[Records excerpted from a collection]
== == ==

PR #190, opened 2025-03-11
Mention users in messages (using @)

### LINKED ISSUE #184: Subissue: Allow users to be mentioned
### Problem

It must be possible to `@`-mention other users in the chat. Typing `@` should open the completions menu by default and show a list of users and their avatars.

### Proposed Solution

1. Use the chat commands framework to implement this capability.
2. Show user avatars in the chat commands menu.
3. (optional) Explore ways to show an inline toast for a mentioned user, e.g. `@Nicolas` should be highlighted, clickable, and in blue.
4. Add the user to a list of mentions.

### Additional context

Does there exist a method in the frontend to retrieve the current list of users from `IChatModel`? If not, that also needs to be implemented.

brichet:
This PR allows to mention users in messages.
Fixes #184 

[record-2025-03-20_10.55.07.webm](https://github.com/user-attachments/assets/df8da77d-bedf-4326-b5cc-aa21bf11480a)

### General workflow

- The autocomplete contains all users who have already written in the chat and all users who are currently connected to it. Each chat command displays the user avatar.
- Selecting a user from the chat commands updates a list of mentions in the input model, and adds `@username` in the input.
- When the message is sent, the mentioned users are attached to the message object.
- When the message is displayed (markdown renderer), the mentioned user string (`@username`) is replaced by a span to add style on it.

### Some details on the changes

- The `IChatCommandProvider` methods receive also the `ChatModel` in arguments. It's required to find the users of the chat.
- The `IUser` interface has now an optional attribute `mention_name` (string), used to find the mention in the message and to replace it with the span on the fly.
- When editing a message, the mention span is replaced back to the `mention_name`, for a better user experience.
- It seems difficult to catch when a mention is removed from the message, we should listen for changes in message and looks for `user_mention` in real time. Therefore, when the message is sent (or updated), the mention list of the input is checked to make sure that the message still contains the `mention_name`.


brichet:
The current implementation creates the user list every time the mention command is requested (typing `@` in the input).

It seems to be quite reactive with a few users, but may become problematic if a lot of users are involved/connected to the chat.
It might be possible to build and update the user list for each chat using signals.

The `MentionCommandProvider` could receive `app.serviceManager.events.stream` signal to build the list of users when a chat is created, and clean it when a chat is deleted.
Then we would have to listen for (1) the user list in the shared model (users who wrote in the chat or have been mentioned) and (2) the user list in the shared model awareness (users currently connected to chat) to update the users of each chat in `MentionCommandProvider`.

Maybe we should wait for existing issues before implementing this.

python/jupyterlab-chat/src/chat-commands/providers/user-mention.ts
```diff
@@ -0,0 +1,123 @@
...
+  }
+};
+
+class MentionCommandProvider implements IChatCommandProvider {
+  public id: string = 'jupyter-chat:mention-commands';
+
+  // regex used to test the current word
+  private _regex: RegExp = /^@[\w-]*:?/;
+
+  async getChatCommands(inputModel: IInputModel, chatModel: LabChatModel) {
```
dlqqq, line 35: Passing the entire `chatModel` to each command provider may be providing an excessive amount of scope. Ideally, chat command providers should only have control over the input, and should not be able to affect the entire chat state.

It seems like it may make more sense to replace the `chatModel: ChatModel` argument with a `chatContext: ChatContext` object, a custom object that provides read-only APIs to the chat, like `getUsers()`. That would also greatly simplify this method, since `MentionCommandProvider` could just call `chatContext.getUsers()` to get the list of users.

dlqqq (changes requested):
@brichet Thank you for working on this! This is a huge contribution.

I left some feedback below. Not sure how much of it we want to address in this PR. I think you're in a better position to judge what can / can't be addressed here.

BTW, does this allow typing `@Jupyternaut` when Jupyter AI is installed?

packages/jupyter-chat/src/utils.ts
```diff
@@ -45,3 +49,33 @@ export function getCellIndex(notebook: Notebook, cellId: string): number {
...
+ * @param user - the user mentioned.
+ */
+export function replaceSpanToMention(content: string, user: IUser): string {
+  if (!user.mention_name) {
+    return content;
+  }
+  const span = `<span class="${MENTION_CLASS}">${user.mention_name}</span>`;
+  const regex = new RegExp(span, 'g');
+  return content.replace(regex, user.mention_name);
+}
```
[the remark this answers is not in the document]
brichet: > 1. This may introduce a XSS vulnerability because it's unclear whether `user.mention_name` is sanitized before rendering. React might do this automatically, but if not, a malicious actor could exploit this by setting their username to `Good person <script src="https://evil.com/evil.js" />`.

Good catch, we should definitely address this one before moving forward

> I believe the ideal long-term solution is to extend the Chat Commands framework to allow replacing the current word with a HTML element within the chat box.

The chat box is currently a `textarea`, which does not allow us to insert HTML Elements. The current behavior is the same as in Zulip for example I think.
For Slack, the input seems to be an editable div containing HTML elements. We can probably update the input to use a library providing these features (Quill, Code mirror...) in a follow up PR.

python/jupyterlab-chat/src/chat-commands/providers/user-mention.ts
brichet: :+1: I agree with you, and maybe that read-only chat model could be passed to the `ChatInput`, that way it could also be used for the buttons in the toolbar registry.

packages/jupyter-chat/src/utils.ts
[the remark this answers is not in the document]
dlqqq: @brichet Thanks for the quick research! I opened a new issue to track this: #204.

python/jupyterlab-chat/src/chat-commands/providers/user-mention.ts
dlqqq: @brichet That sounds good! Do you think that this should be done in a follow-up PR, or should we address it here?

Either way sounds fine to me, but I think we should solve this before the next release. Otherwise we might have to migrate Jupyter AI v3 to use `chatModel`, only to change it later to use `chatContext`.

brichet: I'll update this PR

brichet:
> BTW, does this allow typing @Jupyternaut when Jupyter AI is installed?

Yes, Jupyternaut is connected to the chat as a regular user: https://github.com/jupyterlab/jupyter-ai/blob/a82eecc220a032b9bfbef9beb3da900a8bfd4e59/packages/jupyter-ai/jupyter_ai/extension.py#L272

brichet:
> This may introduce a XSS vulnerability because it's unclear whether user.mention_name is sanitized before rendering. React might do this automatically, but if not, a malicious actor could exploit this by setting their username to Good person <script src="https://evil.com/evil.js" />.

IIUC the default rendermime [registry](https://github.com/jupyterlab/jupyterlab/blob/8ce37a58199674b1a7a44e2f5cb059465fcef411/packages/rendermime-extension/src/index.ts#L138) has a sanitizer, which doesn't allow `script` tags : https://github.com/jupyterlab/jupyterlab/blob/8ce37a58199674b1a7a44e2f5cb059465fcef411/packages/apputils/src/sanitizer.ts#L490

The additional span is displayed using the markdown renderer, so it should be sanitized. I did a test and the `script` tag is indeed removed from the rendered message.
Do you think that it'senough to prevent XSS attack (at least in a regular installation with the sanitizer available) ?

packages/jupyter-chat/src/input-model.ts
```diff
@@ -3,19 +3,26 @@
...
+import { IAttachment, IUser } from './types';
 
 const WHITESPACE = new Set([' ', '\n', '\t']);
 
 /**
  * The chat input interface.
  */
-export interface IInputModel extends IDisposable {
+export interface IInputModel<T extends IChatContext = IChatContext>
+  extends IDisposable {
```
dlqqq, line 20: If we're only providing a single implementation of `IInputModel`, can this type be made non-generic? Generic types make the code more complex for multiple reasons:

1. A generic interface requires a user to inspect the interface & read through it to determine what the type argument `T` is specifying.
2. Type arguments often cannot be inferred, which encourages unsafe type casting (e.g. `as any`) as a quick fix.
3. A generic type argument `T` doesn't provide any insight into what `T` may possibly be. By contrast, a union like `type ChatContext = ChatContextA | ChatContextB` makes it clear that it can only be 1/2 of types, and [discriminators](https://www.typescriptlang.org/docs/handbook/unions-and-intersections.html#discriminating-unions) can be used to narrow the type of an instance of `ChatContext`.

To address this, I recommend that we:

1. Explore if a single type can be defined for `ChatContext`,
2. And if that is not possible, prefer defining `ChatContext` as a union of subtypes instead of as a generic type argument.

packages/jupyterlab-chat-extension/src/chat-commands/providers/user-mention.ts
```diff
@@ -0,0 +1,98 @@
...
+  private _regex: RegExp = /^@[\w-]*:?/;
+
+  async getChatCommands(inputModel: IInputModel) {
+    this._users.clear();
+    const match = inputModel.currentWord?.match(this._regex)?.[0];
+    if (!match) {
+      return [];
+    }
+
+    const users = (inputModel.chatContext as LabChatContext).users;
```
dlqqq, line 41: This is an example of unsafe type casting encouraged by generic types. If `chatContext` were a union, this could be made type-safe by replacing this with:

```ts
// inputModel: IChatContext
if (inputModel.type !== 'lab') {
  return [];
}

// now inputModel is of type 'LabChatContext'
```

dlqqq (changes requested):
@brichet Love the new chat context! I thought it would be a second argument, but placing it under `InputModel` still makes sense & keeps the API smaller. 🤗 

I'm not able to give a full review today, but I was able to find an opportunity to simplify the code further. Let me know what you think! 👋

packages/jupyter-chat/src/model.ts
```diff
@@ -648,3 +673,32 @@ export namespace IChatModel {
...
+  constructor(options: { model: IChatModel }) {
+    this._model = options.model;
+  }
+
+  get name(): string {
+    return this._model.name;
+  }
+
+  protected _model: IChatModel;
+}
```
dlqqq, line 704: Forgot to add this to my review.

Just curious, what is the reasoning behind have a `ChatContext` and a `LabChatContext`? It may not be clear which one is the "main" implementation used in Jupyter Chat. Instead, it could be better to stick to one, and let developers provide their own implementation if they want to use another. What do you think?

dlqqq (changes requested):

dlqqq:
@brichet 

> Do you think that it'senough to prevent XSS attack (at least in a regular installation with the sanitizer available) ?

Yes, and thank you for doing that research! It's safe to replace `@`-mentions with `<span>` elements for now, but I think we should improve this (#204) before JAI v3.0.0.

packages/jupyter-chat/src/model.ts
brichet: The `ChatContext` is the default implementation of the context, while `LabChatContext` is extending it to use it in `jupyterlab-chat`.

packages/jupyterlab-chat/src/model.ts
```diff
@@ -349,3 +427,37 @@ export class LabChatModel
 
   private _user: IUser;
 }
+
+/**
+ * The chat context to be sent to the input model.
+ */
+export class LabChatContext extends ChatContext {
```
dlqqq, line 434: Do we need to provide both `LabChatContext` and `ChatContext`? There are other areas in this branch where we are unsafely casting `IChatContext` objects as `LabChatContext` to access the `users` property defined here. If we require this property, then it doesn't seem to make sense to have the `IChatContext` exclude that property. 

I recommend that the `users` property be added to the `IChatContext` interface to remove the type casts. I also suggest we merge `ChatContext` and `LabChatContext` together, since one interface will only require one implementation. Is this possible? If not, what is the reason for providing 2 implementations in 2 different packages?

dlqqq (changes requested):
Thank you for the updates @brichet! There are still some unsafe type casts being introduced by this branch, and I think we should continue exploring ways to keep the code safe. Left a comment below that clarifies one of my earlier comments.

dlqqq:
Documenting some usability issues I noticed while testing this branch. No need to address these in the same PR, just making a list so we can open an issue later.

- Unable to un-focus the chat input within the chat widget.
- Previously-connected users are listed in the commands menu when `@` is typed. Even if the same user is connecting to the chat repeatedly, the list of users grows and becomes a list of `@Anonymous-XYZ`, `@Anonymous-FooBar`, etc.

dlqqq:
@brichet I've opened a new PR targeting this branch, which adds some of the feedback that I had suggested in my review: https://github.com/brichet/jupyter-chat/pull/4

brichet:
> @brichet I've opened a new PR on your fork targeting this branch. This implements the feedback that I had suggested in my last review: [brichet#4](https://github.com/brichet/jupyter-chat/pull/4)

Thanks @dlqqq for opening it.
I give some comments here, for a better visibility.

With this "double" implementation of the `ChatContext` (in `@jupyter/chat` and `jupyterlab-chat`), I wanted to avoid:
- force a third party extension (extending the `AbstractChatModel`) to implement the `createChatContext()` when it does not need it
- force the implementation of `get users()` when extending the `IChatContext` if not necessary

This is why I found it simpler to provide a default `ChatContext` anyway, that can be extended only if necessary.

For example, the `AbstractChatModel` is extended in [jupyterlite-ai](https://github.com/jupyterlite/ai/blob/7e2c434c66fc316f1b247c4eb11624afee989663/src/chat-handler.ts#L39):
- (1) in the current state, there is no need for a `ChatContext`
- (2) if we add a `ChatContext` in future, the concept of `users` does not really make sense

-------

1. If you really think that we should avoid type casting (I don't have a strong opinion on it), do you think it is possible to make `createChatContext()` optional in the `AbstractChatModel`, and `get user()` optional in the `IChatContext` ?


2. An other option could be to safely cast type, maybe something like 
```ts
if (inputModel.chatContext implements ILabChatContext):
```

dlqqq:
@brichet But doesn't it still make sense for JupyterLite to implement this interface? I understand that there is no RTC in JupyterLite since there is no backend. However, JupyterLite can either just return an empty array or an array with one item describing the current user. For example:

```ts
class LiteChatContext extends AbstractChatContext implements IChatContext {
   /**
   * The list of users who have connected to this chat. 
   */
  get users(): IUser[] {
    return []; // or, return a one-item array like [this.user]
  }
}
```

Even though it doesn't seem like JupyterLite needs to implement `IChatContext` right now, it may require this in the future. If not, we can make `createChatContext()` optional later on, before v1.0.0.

== == ==

### [AIM OF THE TASK]
When the line containing "### Additional context" is reached, include it and stop. Until then, output each line of the entries exactly as given, starting from the first.

### [SOLUTION BELOW]
PR #190, opened 2025-03-11
Mention users in messages (using @)

### LINKED ISSUE #184: Subissue: Allow users to be mentioned
### Problem

It must be possible to `@`-mention other users in the chat. Typing `@` should open the completions menu by default and show a list of users and their avatars.

### Proposed Solution

1. Use the chat commands framework to implement this capability.
2. Show user avatars in the chat commands menu.
3. (optional) Explore ways to show an inline toast for a mentioned user, e.g. `@Nicolas` should be highlighted, clickable, and in blue.
4. Add the user to a list of mentions.

### Additional context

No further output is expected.